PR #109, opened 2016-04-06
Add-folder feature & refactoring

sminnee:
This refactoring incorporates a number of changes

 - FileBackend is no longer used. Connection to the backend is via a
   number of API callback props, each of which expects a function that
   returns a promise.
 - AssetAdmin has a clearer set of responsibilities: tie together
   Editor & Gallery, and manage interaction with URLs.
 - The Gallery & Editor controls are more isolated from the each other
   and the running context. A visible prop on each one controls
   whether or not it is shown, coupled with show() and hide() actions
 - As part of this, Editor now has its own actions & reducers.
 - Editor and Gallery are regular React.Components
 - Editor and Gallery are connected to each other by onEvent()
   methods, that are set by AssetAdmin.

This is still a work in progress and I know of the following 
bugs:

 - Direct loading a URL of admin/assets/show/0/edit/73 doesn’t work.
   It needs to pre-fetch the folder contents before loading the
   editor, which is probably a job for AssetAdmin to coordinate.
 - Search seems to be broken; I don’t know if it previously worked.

▶ [Action item] Look above for the line holding "- AssetAdmin has", then set down exactly that line and every line after it up to and including the line holding "- Editor and Gallery are regular", with nothing else.

▶ [Solution to this task]
 - AssetAdmin has a clearer set of responsibilities: tie together
   Editor & Gallery, and manage interaction with URLs.
 - The Gallery & Editor controls are more isolated from the each other
   and the running context. A visible prop on each one controls
   whether or not it is shown, coupled with show() and hide() actions
 - As part of this, Editor now has its own actions & reducers.
 - Editor and Gallery are regular React.Components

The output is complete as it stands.